- General Game Review
- Nvidia Stereoscopic 3D Findings
- iZ3D Stereoscopic 3D Findings
- DDD Stereoscopic 3D Findings
Ever since I was a kid (a younger kid!), I was always fascinated by submarines. The idea of living underwater in a moving vehicle, armed to the teeth with torpedoes that can take out the biggest ships without a moment's notice - it's intriguing!
Would you believe the first submarine simulator I ever played was on a Commodore Vic-20? The next level up for me was "Sub Battle Simulator" by Epyx in the late 80's, to be followed by "688 Attack Sub" by Electronic Arts. I don't know why, but I haven't played any submarine simulators since then.
Among other things, Ubisoft has earned a great name for itself with the Silent Hunter series, and today we are going to review their latest title in stereoscopic 3D!
General Game Review
Silent Hunter 5 plays through as a historical campaign that starts when Germany invades Poland in 1939 and moves on from there.
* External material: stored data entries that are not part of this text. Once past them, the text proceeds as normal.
PR #320, opened 2022-03-11
fix(tokenDetails): only add default, when there is non

hiaux0:
## What was done
- add check to only add, when array is empty

## Testing
see ticket

#### Before
upon (re-) opening of token details stage, a new token was added

#### After
only add token, when array is empty

### DIFF
--- a/src/wizards/tokenSwapDealWizard/stages/tokenDetailsStage/tokenDetailsStage.ts
+++ b/src/wizards/tokenSwapDealWizard/stages/tokenDetailsStage/tokenDetailsStage.ts
@@ -128,8 +128,12 @@ export class TokenDetailsStage {
 
   private addDefaultValuesToRegistrationData(wizardType: WizardType) {
     if (wizardType === WizardType.createPartneredDeal) {
-      this.addToken(this.wizardState.registrationData.primaryDAO.tokens);
-      this.addToken(this.wizardState.registrationData.partnerDAO.tokens);
+      if (this.wizardState.registrationData.primaryDAO.tokens.length === 0) {
+        this.addToken(this.wizardState.registrationData.primaryDAO.tokens);
+      }
+      if (this.wizardState.registrationData.partnerDAO.tokens.length === 0) {
+        this.addToken(this.wizardState.registrationData.partnerDAO.tokens);
+      }
     }
   }
 }


IonelLupu (approved):

src/wizards/tokenSwapDealWizard/stages/tokenDetailsStage/tokenDetailsStage.ts
```diff
@@ -127,8 +127,12 @@ export class TokenDetailsStage {
   }
 
   private addDefaultValuesToRegistrationData(wizardType: WizardType) {
-    if (wizardType === WizardType.createPartneredDeal) {
+    if (wizardType !== WizardType.createPartneredDeal) return;
```
hiaux0, line 130: @dkent600 
For the "Make an offer", we should also add default tokens in the Token details stage (because we do so for the create a partnered deal too).

SOT: Make an offer 
> Just like Partnered Deal Registration Wizard except:

https://www.notion.so/primedao/Registration-Wizard-74901348d4a443a6891ad16fa1c0b42d#d1d7b1ebc7264bdc9e2b4d05541efa5e

Currently, we don't.
image

The change would be just to add `WizardType.makeAnOffer` to the if check as well

dkent600: > @dkent600
> 
> **Q: Do the following change here, or in another ticket?** (The change would be just to add `WizardType.makeAnOffer` to the if check as well)
> 
> For the "Make an offer", we should also add default tokens in the Token details stage (because we do so for the create a partnered deal too).
> 
> SOT: Make an offer
> 
> > Just like Partnered Deal Registration Wizard except:
> 
> https://www.notion.so/primedao/Registration-Wizard-74901348d4a443a6891ad16fa1c0b42d#d1d7b1ebc7264bdc9e2b4d05541efa5e
> 
> Currently, we don't. image

separate ticket please

dkent600 (changes requested):

src/wizards/tokenSwapDealWizard/stages/tokenDetailsStage/tokenDetailsStage.ts
hiaux0: @dkent600 

> separate ticket

> changes requested

To be clear, I did not add the "make an offer" part to this ticket.
Was the change request about that?

dkent600, line 130: why are you changing this logic?  The original line is better in being simpler and not adding an additional point of return from the function.

dkent600: got it

dkent600 (changes requested):

src/wizards/tokenSwapDealWizard/stages/tokenDetailsStage/tokenDetailsStage.ts
hiaux0: reverted

dkent600 (approved):

PR #328, opened 2022-03-11
Clauses and Tokens should not show Delete button when there is only one

hiaux0:
## Testing
have only 1
- clause
- token (in token details stage)

#### Before
- showed delete button

#### After
hides it

- clause
image

- tokenDetail
image

## Notes
Still shows button for 2+
image


src/resources/elements/editingCard/editingCard.ts
```diff
@@ -7,6 +7,7 @@ export class EditingCard {
   @bindable onEdit: () => boolean | Promise<boolean>;
   @bindable onSave: () => boolean | Promise<boolean>;
   @bindable({defaultBindingMode: bindingMode.twoWay}) viewMode: "edit" | "view" = "edit";
+  @bindable.boolean hideDeleteButton: boolean;
```
dkent600, line 10: Can we explicitly set the default to false?

dkent600 (changes requested):

dkent600 (approved):

hiaux0:
Conflicts resovled

Issue #318, opened 2022-03-11
'Time Passed' should show `<1min` instead of seconds and update constantly.


giladt:
## Current
'Time since' appears in `Discussions List` ('last activity') and in `Comment Thread` ('created').
<img src="https://images.zenhubusercontent.com/60c89178ac3fd01fa6c9ba4a/95e025b3-b19f-4b27-8f16-402b7b92651c" width="200"> <img src="https://images.zenhubusercontent.com/60c89178ac3fd01fa6c9ba4a/44ae01be-f26f-429f-bf53-102881373a5d" width="200">

## Expected:
- [ ] It should show `<1min` instead of counting seconds.

<img src="https://images.zenhubusercontent.com/60c89178ac3fd01fa6c9ba4a/e47db6c0-c584-4681-b701-28df689b8e05" width="200">

- [ ] It should update counting as time goes by.

<img src="https://images.zenhubusercontent.com/60c89178ac3fd01fa6c9ba4a/0a46d555-eb10-4c58-8f07-b21e578ad470" width="200">

curvelabs-dev:
Just FYI Chad is changing these to "1 min" (with a space).  Is also changing "1m" to "1 mo" (to distinguish between minute and month.  Will also be making them nowrap.

PR #330, opened 2022-03-11
#318 - 'Time Passed' should show `<1min` instead of seconds and update constantly.

giladt:
## What was done
`Last activity` shows '<1min' if less than a minute has passed since the last activity has happened.
Applies to `discussions list` activity column and `single comment` time since created.

Preview:
https://prime-deals-dapp-git-fix-discussions-list-shou-3dd68b-curvelabs.vercel.app/deal/open_deals_stream_hash_2


src/dealDashboard/discussionsService.ts
```diff
@@ -160,6 +170,7 @@ export class DiscussionsService {
         createdBy,
         createdAt: new Date(),
         modifiedAt: new Date(),
+        lastModified: "<1min",
```
dkent600, line 173: Can please be "< 1 min"?

src/services/DateService.ts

You have just been promoted to Captain of a German U-Boat, and are assigned several missions around the world.
As you progress, missions can include sinking ships, reconnaissance or photography, and more. While the missions may sound a bit simplistic, Silent Hunter 5 is everything but!
Let's begin by describing the submarine itself. You have a torpedo room, a command room, an engine room, and crew cabins. On deck, depending on how your sub is configured, you have one or more flak and deck guns for surface combat.
Your crew is varied as well. You have an engineer that keep things running well, a watchmen to manage the deck, a radio room officer to manage the sonar and listen for incoming radio transmissions, and several specialized characters that do everything from cooking the meals to ensuring the crew morale remains high.
What works for Silent Hunter 5 is its superior visual graphics and immersive experience. As Captain you have full reign of the ship. You can walk first person from bow to stern, climb a ladder onto the deck, and even fire all the guns and torpedoes personally. This is an innovation because most submarine simulators don't offer this first-person perspective the same way.
An added bonus is while you are on your missions, you can converse with the crew to pump up their morale and take advantage of special features. For example, your torpedo officer can preheat the torpedoes to make them do more damage and run faster, your engineer can overcharge the batteries so you can stay underwater longer - you can even ask the cook to make a special morale boosting meal for the crew!
To take advantage of these features, you need to spend crew morale points which you earn from accomplishing missions and doing productive things. When you return to port, you also get promotion points that you can use to enhance your crew. Clearly, your submarine is capable of being much more than the sum of its parts when in the hands of the right Captain!
While the game is run in DirectX 9, it is visually interesting throughout. You can even activate an external camera and get a breathtaking view of the ocean and ships around you. Everything is finely detailed.
It is especially cool when your submarine takes damage because water seeps onto the floor and countless valves spray all over the place. You even hear the sound of shorting circuits. It's really something!
The audio is also very immersive, especially in surround sound, because you can hear the creaking of the submarine's hull all around you, and your heart will skip a beat when the surface warships are pinging the ocean deep to find you.
Unfortunately, it's with good reason that it took this long to get this review written for our members: Silent Hunter 5 is the most frustratingly difficult game I have ever played. The manual isn't a manual, it's a pamphlet! My pamphlet wasn't even readable because I got the online version.
It took way too much research to figure out how to launch a torpedo, and weeks to get through my first missions. It shouldn't really take this long, but running a submarine is way more complex than the manual prepares you for. What is really frustrating is it's not the complex operations that set things back. I've sunk several ships with torpedoes and deck guns - no problem! The real issue is finding the ships that need to be sunk.